Start of Records shown
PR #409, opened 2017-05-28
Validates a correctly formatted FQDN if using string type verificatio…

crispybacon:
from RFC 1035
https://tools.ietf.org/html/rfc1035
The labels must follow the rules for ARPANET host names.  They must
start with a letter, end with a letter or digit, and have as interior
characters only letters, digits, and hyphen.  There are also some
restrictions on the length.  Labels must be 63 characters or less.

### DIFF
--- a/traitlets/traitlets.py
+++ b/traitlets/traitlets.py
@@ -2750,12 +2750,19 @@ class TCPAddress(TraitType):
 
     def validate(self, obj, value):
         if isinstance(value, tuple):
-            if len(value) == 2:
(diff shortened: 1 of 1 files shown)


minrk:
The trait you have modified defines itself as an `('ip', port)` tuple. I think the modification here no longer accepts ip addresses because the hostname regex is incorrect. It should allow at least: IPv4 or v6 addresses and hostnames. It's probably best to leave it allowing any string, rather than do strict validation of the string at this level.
End of Records shown
Start of Records shown
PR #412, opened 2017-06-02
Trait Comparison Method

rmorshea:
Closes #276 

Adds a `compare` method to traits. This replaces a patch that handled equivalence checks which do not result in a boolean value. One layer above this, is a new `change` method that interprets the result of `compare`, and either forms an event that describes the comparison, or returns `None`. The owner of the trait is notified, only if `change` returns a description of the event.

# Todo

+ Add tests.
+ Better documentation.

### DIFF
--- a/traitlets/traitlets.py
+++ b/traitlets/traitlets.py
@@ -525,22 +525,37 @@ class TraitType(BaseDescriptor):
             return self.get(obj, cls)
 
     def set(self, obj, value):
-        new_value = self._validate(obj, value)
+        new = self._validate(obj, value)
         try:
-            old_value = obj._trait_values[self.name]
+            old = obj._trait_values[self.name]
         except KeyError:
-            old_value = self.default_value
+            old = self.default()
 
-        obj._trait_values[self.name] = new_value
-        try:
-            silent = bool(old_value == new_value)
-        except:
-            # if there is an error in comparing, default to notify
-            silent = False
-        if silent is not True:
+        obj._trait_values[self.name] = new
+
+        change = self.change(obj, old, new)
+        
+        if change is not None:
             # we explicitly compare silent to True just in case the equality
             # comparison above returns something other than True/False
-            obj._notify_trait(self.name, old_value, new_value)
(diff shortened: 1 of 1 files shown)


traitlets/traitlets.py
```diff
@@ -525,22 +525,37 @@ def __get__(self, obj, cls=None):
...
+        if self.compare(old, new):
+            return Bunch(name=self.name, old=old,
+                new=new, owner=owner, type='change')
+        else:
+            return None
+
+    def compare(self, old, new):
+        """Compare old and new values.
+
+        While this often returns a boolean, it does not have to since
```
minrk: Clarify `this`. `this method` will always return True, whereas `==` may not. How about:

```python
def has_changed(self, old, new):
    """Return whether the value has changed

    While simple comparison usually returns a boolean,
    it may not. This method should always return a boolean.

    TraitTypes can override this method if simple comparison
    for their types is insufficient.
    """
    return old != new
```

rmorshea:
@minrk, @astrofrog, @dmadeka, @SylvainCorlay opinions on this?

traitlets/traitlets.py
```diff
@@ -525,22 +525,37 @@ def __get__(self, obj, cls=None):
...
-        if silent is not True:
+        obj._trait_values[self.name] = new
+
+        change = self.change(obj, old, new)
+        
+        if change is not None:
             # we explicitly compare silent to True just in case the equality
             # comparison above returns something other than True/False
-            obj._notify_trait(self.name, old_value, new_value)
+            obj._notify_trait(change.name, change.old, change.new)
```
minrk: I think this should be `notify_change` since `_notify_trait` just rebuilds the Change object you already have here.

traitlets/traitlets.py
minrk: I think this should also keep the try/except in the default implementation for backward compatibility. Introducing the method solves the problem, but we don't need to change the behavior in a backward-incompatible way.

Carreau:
End of Records shown
> **Task requirements**
Only lines containing the string "except" are needed. Pull each of them out of the records above.

> **Solution to the problem**
         except KeyError:
-        except:
minrk: I think this should also keep the try/except in the default implementation for backward compatibility. Introducing the method solves the problem, but we don't need to change the behavior in a backward-incompatible way.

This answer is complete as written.